- [What is required]: All of the data is to be printed again exactly as it appears.

#### Dataset content

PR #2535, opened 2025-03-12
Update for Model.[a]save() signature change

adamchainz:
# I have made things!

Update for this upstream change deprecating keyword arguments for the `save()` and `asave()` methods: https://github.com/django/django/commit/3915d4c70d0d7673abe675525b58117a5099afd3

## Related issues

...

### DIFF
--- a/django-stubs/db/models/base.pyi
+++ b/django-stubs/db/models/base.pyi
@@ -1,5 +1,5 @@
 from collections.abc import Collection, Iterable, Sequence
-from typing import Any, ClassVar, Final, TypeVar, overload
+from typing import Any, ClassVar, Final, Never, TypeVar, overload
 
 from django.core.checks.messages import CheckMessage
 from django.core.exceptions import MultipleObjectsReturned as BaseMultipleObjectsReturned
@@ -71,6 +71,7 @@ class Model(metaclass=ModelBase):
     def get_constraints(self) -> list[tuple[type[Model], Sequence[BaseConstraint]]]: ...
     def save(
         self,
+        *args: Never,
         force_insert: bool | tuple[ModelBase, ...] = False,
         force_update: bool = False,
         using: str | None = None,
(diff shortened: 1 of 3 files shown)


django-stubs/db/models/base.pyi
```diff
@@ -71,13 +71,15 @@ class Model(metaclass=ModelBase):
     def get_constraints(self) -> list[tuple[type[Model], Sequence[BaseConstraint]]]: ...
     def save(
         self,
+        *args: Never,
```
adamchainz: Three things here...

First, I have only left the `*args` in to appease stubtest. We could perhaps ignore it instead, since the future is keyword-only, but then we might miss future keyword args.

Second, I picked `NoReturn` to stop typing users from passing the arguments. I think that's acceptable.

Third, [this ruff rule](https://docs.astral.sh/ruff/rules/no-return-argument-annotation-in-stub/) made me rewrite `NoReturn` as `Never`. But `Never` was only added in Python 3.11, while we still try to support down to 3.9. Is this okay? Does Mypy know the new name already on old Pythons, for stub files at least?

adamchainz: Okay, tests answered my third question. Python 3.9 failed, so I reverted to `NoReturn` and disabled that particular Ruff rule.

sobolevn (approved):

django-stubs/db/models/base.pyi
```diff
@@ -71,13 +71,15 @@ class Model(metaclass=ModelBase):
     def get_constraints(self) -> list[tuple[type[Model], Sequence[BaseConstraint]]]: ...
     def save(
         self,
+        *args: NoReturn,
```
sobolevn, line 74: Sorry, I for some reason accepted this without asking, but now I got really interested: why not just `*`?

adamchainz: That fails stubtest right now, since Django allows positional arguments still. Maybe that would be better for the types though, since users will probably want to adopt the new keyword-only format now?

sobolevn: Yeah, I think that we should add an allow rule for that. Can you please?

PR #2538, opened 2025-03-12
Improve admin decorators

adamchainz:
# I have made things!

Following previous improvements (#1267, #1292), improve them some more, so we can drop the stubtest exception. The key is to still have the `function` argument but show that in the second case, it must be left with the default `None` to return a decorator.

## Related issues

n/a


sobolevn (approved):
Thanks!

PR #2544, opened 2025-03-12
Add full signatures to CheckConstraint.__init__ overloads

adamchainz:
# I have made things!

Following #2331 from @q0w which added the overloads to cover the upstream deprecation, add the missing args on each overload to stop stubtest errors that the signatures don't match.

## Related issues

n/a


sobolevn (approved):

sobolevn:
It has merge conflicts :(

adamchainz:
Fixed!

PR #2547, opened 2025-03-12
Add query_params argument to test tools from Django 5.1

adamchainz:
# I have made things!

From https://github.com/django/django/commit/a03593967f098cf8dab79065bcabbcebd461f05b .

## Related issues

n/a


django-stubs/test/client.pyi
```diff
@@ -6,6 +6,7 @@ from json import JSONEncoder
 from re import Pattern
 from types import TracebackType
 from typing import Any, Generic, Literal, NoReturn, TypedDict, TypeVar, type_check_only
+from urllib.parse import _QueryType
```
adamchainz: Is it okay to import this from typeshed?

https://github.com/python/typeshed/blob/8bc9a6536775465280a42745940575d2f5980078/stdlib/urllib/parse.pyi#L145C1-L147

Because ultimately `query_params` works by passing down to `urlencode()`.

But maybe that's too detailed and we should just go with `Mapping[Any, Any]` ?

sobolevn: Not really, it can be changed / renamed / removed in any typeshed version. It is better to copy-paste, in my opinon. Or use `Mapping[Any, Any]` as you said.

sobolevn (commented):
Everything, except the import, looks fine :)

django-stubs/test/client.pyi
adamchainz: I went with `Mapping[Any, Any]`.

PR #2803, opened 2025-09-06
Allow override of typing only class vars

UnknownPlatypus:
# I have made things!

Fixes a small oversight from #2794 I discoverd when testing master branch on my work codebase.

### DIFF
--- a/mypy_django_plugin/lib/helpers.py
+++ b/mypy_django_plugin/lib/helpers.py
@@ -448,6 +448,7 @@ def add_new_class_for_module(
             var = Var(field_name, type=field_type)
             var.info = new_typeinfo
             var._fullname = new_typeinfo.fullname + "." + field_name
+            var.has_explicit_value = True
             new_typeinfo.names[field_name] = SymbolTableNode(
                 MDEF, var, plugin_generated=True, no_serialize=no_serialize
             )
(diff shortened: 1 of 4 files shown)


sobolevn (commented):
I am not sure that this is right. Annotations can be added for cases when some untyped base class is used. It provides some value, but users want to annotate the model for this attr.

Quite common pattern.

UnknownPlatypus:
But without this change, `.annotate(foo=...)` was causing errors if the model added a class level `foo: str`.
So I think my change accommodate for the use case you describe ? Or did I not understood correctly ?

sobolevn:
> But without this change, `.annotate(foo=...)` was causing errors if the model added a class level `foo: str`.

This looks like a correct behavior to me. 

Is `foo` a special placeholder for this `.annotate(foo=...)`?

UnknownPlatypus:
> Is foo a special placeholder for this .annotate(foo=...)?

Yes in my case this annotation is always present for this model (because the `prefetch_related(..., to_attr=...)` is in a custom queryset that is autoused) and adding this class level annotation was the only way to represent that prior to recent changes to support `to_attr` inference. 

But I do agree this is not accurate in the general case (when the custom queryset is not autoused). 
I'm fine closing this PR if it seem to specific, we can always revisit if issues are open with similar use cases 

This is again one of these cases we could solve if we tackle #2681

########

- [Task result]:
PR #2535, opened 2025-03-12
Update for Model.[a]save() signature change

adamchainz:
# I have made things!

Update for this upstream change deprecating keyword arguments for the `save()` and `asave()` methods: https://github.com/django/django/commit/3915d4c70d0d7673abe675525b58117a5099afd3

## Related issues

...

### DIFF
--- a/django-stubs/db/models/base.pyi
+++ b/django-stubs/db/models/base.pyi
@@ -1,5 +1,5 @@
 from collections.abc import Collection, Iterable, Sequence
-from typing import Any, ClassVar, Final, TypeVar, overload
+from typing import Any, ClassVar, Final, Never, TypeVar, overload
 
 from django.core.checks.messages import CheckMessage
 from django.core.exceptions import MultipleObjectsReturned as BaseMultipleObjectsReturned
@@ -71,6 +71,7 @@ class Model(metaclass=ModelBase):
     def get_constraints(self) -> list[tuple[type[Model], Sequence[BaseConstraint]]]: ...
     def save(
         self,
+        *args: Never,
         force_insert: bool | tuple[ModelBase, ...] = False,
         force_update: bool = False,
         using: str | None = None,
(diff shortened: 1 of 3 files shown)


django-stubs/db/models/base.pyi
```diff
@@ -71,13 +71,15 @@ class Model(metaclass=ModelBase):
     def get_constraints(self) -> list[tuple[type[Model], Sequence[BaseConstraint]]]: ...
     def save(
         self,
+        *args: Never,
```
adamchainz: Three things here...

First, I have only left the `*args` in to appease stubtest. We could perhaps ignore it instead, since the future is keyword-only, but then we might miss future keyword args.

Second, I picked `NoReturn` to stop typing users from passing the arguments. I think that's acceptable.

Third, [this ruff rule](https://docs.astral.sh/ruff/rules/no-return-argument-annotation-in-stub/) made me rewrite `NoReturn` as `Never`. But `Never` was only added in Python 3.11, while we still try to support down to 3.9. Is this okay? Does Mypy know the new name already on old Pythons, for stub files at least?

adamchainz: Okay, tests answered my third question. Python 3.9 failed, so I reverted to `NoReturn` and disabled that particular Ruff rule.

sobolevn (approved):

django-stubs/db/models/base.pyi
```diff
@@ -71,13 +71,15 @@ class Model(metaclass=ModelBase):
     def get_constraints(self) -> list[tuple[type[Model], Sequence[BaseConstraint]]]: ...
     def save(
         self,
+        *args: NoReturn,
```
sobolevn, line 74: Sorry, I for some reason accepted this without asking, but now I got really interested: why not just `*`?

adamchainz: That fails stubtest right now, since Django allows positional arguments still. Maybe that would be better for the types though, since users will probably want to adopt the new keyword-only format now?

sobolevn: Yeah, I think that we should add an allow rule for that. Can you please?

PR #2538, opened 2025-03-12
Improve admin decorators

adamchainz:
# I have made things!

Following previous improvements (#1267, #1292), improve them some more, so we can drop the stubtest exception. The key is to still have the `function` argument but show that in the second case, it must be left with the default `None` to return a decorator.

## Related issues

n/a


sobolevn (approved):
Thanks!

PR #2544, opened 2025-03-12
Add full signatures to CheckConstraint.__init__ overloads

adamchainz:
# I have made things!

Following #2331 from @q0w which added the overloads to cover the upstream deprecation, add the missing args on each overload to stop stubtest errors that the signatures don't match.

## Related issues

n/a


sobolevn (approved):

sobolevn:
It has merge conflicts :(

adamchainz:
Fixed!

PR #2547, opened 2025-03-12
Add query_params argument to test tools from Django 5.1

adamchainz:
# I have made things!

From https://github.com/django/django/commit/a03593967f098cf8dab79065bcabbcebd461f05b .

## Related issues

n/a


django-stubs/test/client.pyi
```diff
@@ -6,6 +6,7 @@ from json import JSONEncoder
 from re import Pattern
 from types import TracebackType
 from typing import Any, Generic, Literal, NoReturn, TypedDict, TypeVar, type_check_only
+from urllib.parse import _QueryType
```
adamchainz: Is it okay to import this from typeshed?

https://github.com/python/typeshed/blob/8bc9a6536775465280a42745940575d2f5980078/stdlib/urllib/parse.pyi#L145C1-L147

Because ultimately `query_params` works by passing down to `urlencode()`.

But maybe that's too detailed and we should just go with `Mapping[Any, Any]` ?

sobolevn: Not really, it can be changed / renamed / removed in any typeshed version. It is better to copy-paste, in my opinon. Or use `Mapping[Any, Any]` as you said.

sobolevn (commented):
Everything, except the import, looks fine :)

django-stubs/test/client.pyi
adamchainz: I went with `Mapping[Any, Any]`.

PR #2803, opened 2025-09-06
Allow override of typing only class vars

UnknownPlatypus:
# I have made things!

Fixes a small oversight from #2794 I discoverd when testing master branch on my work codebase.

### DIFF
--- a/mypy_django_plugin/lib/helpers.py
+++ b/mypy_django_plugin/lib/helpers.py
@@ -448,6 +448,7 @@ def add_new_class_for_module(
             var = Var(field_name, type=field_type)
             var.info = new_typeinfo
             var._fullname = new_typeinfo.fullname + "." + field_name
+            var.has_explicit_value = True
             new_typeinfo.names[field_name] = SymbolTableNode(
                 MDEF, var, plugin_generated=True, no_serialize=no_serialize
             )
(diff shortened: 1 of 4 files shown)


sobolevn (commented):
I am not sure that this is right. Annotations can be added for cases when some untyped base class is used. It provides some value, but users want to annotate the model for this attr.

Quite common pattern.

UnknownPlatypus:
But without this change, `.annotate(foo=...)` was causing errors if the model added a class level `foo: str`.
So I think my change accommodate for the use case you describe ? Or did I not understood correctly ?

sobolevn:
> But without this change, `.annotate(foo=...)` was causing errors if the model added a class level `foo: str`.

This looks like a correct behavior to me. 

Is `foo` a special placeholder for this `.annotate(foo=...)`?

UnknownPlatypus:
> Is foo a special placeholder for this .annotate(foo=...)?

Yes in my case this annotation is always present for this model (because the `prefetch_related(..., to_attr=...)` is in a custom queryset that is autoused) and adding this class level annotation was the only way to represent that prior to recent changes to support `to_attr` inference. 

But I do agree this is not accurate in the general case (when the custom queryset is not autoused). 
I'm fine closing this PR if it seem to specific, we can always revisit if issues are open with similar use cases 

This is again one of these cases we could solve if we tackle #2681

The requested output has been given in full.